DESCRIPTION OF THE TASK: From the entries below, copy out every line with "prevents" in it.

AVAILABLE RECORDS:
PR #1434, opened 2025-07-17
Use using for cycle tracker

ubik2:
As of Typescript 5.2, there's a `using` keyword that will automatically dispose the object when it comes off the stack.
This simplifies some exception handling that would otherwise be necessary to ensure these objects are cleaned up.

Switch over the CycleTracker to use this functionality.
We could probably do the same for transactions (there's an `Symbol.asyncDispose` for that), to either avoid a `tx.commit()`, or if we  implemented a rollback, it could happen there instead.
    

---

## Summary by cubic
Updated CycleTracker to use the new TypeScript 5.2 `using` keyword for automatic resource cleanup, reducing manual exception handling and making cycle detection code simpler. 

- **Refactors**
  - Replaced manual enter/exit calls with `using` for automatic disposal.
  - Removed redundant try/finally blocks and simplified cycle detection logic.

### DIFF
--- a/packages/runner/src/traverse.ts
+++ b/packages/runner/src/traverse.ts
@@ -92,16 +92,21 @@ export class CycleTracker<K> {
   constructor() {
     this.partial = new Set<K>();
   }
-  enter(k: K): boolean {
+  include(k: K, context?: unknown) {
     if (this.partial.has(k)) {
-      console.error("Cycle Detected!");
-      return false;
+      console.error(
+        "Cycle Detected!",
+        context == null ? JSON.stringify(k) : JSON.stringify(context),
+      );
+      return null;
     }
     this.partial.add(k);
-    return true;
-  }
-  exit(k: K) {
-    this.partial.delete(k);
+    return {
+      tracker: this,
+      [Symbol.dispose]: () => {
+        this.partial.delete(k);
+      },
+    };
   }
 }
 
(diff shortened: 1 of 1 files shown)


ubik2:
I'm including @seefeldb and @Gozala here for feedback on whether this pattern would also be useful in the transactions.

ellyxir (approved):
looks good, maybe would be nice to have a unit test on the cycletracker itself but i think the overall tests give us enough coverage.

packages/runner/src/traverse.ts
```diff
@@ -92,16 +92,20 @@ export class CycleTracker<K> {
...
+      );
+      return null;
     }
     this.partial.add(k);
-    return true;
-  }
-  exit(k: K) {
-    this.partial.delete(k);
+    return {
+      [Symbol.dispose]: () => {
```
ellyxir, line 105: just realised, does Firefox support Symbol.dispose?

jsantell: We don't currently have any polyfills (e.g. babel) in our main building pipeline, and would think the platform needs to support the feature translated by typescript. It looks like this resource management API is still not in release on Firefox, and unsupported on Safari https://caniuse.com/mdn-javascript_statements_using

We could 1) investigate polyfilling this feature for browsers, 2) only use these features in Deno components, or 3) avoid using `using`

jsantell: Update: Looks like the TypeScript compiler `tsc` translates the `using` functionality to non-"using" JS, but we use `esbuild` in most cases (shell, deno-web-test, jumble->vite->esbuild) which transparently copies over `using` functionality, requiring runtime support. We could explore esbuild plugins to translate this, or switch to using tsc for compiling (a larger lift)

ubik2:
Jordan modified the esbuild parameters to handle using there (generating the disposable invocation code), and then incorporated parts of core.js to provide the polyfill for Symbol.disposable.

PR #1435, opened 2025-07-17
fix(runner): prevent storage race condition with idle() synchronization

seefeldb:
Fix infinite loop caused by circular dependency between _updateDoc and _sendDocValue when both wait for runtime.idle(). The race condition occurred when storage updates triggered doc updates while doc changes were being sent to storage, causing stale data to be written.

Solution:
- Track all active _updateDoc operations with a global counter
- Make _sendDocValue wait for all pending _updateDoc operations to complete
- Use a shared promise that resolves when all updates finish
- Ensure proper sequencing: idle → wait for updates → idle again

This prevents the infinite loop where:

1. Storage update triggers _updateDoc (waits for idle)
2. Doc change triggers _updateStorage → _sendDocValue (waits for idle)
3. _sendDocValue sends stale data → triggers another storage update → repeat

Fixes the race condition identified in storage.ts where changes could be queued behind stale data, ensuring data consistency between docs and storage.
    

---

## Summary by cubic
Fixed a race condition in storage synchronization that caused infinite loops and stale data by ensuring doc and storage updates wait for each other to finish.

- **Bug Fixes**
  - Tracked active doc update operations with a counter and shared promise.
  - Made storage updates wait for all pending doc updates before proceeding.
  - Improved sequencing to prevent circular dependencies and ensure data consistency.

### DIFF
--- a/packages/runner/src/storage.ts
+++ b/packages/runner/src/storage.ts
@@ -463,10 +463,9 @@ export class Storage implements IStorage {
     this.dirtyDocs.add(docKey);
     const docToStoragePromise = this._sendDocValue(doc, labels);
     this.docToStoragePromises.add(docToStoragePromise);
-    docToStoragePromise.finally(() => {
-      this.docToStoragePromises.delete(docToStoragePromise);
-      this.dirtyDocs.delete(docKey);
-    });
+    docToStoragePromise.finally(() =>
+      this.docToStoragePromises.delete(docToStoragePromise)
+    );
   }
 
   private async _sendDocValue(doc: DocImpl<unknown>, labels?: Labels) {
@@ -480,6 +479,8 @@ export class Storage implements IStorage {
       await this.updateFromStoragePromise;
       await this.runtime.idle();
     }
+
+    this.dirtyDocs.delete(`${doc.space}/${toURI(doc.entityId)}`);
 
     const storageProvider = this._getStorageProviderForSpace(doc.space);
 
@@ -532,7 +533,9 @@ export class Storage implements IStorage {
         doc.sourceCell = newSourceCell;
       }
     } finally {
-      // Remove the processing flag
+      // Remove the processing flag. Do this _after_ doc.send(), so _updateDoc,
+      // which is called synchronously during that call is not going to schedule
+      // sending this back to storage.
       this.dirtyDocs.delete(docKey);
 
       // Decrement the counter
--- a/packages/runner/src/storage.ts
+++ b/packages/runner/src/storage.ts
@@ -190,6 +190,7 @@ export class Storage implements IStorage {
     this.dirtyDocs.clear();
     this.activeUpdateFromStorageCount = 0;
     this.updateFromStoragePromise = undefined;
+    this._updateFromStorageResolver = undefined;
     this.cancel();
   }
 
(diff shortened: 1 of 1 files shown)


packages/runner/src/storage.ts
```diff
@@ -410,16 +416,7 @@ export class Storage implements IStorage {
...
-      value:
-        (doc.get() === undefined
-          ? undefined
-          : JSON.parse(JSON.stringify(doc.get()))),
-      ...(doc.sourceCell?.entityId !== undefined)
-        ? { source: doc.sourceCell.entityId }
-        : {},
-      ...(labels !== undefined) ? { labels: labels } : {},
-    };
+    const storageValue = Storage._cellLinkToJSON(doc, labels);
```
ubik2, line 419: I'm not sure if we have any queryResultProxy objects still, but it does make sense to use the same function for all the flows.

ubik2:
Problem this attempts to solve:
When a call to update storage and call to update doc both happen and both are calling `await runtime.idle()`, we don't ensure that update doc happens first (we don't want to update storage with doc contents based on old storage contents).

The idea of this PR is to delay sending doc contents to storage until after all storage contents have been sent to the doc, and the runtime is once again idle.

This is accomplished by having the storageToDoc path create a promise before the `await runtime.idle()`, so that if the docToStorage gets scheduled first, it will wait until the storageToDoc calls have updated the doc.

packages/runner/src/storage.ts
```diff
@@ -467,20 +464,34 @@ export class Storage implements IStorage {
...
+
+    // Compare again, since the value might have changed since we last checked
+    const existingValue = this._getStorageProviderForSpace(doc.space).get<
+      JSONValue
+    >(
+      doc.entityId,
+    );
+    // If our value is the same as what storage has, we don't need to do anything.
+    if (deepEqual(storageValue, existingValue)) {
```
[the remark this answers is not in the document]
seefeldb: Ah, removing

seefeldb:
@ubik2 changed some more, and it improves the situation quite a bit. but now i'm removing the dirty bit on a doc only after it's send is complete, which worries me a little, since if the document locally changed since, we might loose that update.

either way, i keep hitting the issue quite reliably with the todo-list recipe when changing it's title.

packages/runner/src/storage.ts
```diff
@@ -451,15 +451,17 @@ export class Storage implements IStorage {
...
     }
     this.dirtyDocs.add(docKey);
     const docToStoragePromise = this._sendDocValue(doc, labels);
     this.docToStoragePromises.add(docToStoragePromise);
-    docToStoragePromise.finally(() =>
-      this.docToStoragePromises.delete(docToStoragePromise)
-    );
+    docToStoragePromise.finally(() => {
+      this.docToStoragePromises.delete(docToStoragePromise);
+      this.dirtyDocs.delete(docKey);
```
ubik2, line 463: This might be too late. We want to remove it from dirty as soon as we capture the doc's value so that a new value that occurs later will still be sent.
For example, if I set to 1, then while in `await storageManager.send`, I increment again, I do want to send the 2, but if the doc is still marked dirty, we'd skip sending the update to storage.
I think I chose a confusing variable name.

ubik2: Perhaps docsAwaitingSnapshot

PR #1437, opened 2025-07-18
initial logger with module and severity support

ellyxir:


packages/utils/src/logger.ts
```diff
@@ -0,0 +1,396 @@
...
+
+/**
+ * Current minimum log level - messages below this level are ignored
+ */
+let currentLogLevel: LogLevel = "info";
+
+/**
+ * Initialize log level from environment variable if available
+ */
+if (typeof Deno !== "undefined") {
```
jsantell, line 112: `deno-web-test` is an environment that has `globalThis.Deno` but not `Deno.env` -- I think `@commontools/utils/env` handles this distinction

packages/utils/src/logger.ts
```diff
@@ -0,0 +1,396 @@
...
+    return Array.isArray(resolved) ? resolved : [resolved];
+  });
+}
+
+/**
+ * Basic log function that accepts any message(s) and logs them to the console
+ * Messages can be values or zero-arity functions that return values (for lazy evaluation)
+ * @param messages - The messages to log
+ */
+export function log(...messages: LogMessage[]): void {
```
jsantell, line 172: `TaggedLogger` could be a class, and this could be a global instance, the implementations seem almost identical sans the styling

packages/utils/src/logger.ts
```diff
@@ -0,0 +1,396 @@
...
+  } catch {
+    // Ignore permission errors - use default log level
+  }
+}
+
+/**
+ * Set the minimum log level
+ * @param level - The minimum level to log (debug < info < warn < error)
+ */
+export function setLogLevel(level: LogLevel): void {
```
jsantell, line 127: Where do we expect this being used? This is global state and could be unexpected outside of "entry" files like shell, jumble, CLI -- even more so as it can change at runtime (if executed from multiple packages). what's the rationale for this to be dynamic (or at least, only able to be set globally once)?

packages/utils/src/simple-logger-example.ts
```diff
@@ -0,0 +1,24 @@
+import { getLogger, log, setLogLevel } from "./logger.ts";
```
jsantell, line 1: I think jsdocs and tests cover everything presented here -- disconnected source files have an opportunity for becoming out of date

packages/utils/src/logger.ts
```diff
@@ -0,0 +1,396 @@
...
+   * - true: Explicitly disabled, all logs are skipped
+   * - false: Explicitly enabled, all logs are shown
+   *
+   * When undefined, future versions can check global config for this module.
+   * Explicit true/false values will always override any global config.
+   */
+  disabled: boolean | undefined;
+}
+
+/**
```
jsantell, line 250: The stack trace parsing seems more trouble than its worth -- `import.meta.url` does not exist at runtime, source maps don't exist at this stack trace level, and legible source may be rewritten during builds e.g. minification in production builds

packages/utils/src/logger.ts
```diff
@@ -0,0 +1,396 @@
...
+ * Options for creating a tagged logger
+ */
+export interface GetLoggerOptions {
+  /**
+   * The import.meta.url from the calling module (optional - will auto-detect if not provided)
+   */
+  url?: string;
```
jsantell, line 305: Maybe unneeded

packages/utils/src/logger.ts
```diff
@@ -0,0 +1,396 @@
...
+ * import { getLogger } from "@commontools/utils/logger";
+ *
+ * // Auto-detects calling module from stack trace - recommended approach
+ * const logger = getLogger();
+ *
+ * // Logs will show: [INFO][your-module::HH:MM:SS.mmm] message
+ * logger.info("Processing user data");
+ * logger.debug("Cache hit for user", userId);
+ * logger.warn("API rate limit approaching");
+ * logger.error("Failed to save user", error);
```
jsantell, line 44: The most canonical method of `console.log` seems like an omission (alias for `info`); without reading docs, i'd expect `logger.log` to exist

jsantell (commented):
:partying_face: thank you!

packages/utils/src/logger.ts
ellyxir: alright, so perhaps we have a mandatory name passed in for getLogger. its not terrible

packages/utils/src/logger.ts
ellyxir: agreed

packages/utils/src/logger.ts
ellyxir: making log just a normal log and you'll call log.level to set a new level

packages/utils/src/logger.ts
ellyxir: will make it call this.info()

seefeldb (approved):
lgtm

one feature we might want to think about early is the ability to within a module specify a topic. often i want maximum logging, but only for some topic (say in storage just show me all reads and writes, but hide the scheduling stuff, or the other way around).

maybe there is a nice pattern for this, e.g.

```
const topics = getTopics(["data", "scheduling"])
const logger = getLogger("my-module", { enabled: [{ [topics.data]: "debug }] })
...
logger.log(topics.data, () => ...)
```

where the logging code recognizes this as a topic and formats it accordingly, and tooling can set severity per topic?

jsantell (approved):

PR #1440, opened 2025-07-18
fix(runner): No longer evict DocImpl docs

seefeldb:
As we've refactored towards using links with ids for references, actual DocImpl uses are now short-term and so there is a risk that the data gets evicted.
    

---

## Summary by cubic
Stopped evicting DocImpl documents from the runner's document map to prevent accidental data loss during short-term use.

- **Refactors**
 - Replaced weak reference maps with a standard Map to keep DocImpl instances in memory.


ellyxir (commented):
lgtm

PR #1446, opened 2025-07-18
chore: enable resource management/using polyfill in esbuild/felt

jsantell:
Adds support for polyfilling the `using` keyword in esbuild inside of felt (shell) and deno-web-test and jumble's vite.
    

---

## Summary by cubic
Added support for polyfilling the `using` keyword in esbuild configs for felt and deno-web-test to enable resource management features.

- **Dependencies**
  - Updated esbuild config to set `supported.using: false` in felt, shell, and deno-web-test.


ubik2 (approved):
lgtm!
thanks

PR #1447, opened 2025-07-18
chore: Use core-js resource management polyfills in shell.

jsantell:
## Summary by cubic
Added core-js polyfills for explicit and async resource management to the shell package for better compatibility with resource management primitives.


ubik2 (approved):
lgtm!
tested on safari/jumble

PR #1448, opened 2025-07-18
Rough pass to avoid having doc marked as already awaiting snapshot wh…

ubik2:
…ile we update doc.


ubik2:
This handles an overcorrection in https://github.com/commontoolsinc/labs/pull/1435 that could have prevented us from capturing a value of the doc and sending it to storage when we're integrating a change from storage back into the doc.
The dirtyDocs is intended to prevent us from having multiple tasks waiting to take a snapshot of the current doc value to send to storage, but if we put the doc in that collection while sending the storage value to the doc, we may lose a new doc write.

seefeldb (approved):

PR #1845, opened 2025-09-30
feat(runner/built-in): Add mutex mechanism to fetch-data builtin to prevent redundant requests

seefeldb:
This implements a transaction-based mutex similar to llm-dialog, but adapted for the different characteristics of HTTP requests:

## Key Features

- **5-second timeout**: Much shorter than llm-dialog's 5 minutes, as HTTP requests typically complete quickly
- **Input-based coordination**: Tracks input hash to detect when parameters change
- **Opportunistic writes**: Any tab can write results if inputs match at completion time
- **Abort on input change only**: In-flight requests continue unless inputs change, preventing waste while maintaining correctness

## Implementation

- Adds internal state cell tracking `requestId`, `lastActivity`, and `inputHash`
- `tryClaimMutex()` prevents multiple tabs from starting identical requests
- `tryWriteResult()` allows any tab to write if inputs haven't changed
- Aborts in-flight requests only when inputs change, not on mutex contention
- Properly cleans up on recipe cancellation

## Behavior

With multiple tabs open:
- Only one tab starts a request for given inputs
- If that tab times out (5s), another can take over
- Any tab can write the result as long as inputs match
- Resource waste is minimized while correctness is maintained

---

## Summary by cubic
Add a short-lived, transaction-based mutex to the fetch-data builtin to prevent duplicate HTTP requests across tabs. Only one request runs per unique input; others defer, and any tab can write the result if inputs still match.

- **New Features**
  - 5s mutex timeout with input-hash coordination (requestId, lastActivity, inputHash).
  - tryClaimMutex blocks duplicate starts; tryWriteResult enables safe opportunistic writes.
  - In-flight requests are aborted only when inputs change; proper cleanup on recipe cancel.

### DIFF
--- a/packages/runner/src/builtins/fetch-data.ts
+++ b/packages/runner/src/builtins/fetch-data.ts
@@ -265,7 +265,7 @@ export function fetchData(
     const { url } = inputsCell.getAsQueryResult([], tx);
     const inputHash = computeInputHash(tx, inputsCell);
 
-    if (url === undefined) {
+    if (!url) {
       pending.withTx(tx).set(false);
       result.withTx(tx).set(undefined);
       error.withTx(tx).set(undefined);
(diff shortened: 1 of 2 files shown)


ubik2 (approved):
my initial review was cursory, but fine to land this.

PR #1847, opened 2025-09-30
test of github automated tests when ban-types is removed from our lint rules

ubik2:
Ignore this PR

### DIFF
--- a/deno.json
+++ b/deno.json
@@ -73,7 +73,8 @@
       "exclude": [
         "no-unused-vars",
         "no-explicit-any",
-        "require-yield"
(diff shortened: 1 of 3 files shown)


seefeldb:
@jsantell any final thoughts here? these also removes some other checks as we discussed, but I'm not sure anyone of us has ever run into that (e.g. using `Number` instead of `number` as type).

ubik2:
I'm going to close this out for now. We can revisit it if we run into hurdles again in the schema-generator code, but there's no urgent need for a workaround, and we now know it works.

TASK RESPONSE:
This prevents the infinite loop where:
- `tryClaimMutex()` prevents multiple tabs from starting identical requests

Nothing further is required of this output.